The authors declare no conflicts of interest related to this article.

Figures

**Fig. 1.**
Schematic of the dual-mode LC-OCT system. SMF: single mode fiber; CL: cylindrical lens; BS: beamsplitter; MG: mirror galvanometer; MO: microscope objective; IM: immersion medium; RS: reference surface; C: piezoelectric chip; PZT: piezoelectric stage; GP: glass plate; TL: tube lens. The plain red lines represent the beam in the plane of the figure (the cylindrical lens has no effect in this plane). The dotted red lines represent the beam in the direction orthogonal to the plane of the figure. The dashed rectangle represents the part of the interferometer moved vertically under the action of PZT for B-scan imaging.

**Fig. 2.**
Lateral resolution characterization for the dual-mode LC-OCT system by C-scan imaging of a high-resolution microscopy resolution target. Line pairs up to 550 lp/mm can be resolved.

**Fig. 3.**
LC-OCT C-scan images of healthy human skin *in vivo* (back of the hand), obtained for several layers of the skin: a) stratum corneum, b) stratum spinosum, c) stratum basale and d) papillary dermis.
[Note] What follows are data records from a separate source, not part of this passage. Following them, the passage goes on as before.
PR #616, opened 2026-08-28
ci: run exactly the same pipeline for all OSes

klaernie:
My primary motivation for this is to run the exactly same test suite with coverage on all OSes, so things like different path separator codepaths get exercised and captured by codecov.

### DIFF
--- a/.github/workflows/ci.yml
+++ b/.github/workflows/ci.yml
@@ -31,7 +31,7 @@ jobs:
           - windows-latest
     runs-on: ${{ matrix.os }}
     steps:
-      - name: setup git to always use linefeed as end-of-line during checkout (windows sadly has a diofferent default)
+      - name: setup git to always use linefeed as end-of-line during checkout (windows sadly has a different default)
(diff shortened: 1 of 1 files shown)


mstruebing (approved):
nice, I think we need to change the required status checks for this.
I can do that but will leave it open for now to give others the chance to look at it.

theoludwig (approved):

.github/workflows/ci.yml
```diff
@@ -22,9 +22,20 @@ jobs:
...
+    name: CI
+    strategy:
+      matrix:
+        os:
+          - ubuntu-latest
+          - macos-latest
+          - windows-latest
+    runs-on: ${{ matrix.os }}
     steps:
+      - name: setup git to always use linefeed as end-of-line during checkout (windows sadly has a diofferent default)
```
theoludwig: typo: "diofferent"

mstruebing: I've fixed it.
I will merge once CI finishes and adjust the needed checks.

PR #617, opened 2026-08-30
ci!: migrate to goreleaser dockers_v2

klaernie:
Due to the way dockers_v2 works, this will mean we no longer publish single-arch tags:

- `3.11.2-amd64`
- `3.11.2-arm32v6`
- `3.11.2-arm64v8`
- `3.11.2-i386`

So the only tags being released in the future will be

- `3.11.2`
- `3.11`
- `3`
- `latest`

However, looking at the only statistics available to us (the per-image pulls in github) the single-arch images were used only 4 times, which exactly matches the number of multi-arch tags we are creating.

### DIFF
--- a/.goreleaser.yaml
+++ b/.goreleaser.yaml
@@ -64,153 +64,28 @@ nfpms:
       - termux.deb
       - archlinux
 
-dockers:
+dockers_v2:
   - id: docker-linux-amd64
     ids:
       - editorconfig-checker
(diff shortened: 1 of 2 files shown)


theoludwig (approved):

mstruebing (approved):

mstruebing:
@klaernie you need to rebase after #616 merged.

PR #620, opened 2026-09-01
docs: document our decision to support oldstable go

klaernie:
This is a documentation and one tiny addition to hopefully steer users of `go install` to use the right toolchain to build (the toolchain directive only is effective, if the module is being build as the main module).

But I'd request @twpayne to verify that this works as I understood it.


twpayne (approved):
LGTM

theoludwig (approved):

mstruebing (approved):

Issue #580, opened 2026-07-08
Use OS native line ending for "insert_final_newline" check when "end_of_line = unset"


Ollie-Moss2:
## Overview:
The "insert_final_newline" check should default to using the OS native line ending when checking for a final new line when "end_of_line = unset".

## Current Behaviour:
Given this file and editorconfig I get an unexpected error:\
\
**myjsonfile.json:**
```json
{
   "somejson": "with a final crlf final new line",
}
\r\n
```

**Editor Config:**
```ini
# All files
[*]
indent_style = space
# Line endings are handled because we use text=auto in gitattributes 
end_of_line = unset
indent_size = 2
insert_final_newline = true
```

**Output:**
```
myjsonfile.json:
        Wrong line endings or no final newline
```

## Expected Behaviour:
No error to be produced.

## Proposed Fix:
Update `utils.go:GetEolChar()` to default to OS native line ending and not just `\n`.\
*I don't know Go so I am unsure exactly how this would be implemented*
```go
func GetEolChar(endOfLine string) string {
	switch endOfLine {
	case "lf":
		return "\n"

	case "cr":
		return "\r"
	case "crlf":
		return "\r\n"
	}

    // default to OS native line ending here...
        
	return "\n"
}
```

mstruebing:
I'm not 100% sure right now but isn't it implemented that when it's unset it doesn't fulfill the check at all?
If not, I think this should be the right behavior.

PR #622, opened 2026-09-03
fix: keep the file's existing line ending when adding a final newline

dylanpulver:
With `end_of_line` unset, `--fix` appends an **LF** final newline to a
consistently-CRLF file, leaving it mixed. The checker can't catch it: with
`end_of_line` unset it deliberately accepts any ending (#580, #594).

```
.editorconfig: [*] insert_final_newline = true
before:  "alpha\r\nbeta\r\ngamma"
--fix →  "alpha\r\nbeta\r\ngamma\n"    # mixed
now      "alpha\r\nbeta\r\ngamma\r\n"
```

`detectFinalEOL` only inspects the suffix, so it returns `""` in exactly the
state its caller asks about — a file with no final newline — and the caller
falls back to `"\n"`. Its non-empty return can never change the outcome: it is
non-empty only when the content already ends with that ending, and `HasSuffix`
then skips the append. So the appended ending was always LF. It now reads the
last terminator anywhere in the file.

The tests were blind: every `detectFinalEOL` row already ended with a newline.

Naive alternative (first ending found anywhere) **passes the whole suite**, so
the tests don't decide it. Over 21,844 enumerated inputs the two agree on all
6,745 with a consistent or absent ending, differing only on already-mixed
files. I took the last complete line's ending, the line the new one continues.

Ran `go test -race ./...`, `make test`, golangci-lint 2.13.1 and the binary on
this repo — all clean. Reverting the helper fails only the new assertions.

AI-assisted (Claude Code, claude-opus-5); reviewed and verified by me.

### DIFF
--- a/internal/fix/fix.go
+++ b/internal/fix/fix.go
@@ -311,17 +311,24 @@ func splitLines(content []byte) []linePart {
 	return result
 }
 
+// detectFinalEOL returns the line terminator that ends the last complete line
+// of content, or "" when content holds no line terminator at all. It looks for
+// the last terminator anywhere in content rather than only at the suffix,
+// because the caller needs an answer precisely when content does *not* end
+// with a terminator; a suffix-only check returns "" in exactly that case and
+// leaves the caller guessing.
 func detectFinalEOL(content []byte) string {
-	if bytes.HasSuffix(content, []byte("\r\n")) {
-		return "\r\n"
+	idx := bytes.LastIndexAny(content, "\r\n")
+	if idx < 0 {
+		return ""
 	}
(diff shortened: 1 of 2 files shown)


klaernie (approved):
I think this is a definitive improvement, but it also reuses the last-found line-ending.
So a file like `a\nb\nc\nd\r\ne` will be "fixed" to `a\nb\nc\nd\r\ne\r\n`.

It would however be quite compute-intensive to first iterate over the entire file, counting the different line endings to then check which line ending is the predominant one, statistically speaking.

So from my perspective I would call this good to merge.

theoludwig (approved):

The depth (Z) of each layers is indicated, counted from the surface of the skin. The C-scans are correlated to a B-scan obtained by switching from C-scan mode to B-scan mode. Scale bars: 100 µm.

**Fig. 4.**
LC-OCT B-scan images of healthy human skin *in vivo* (back of the hand), obtained for several lateral positions, correlated to a C-scan. The lateral positions (Y) are counted from the center line of the C-scan. Scale bars: 100 µm.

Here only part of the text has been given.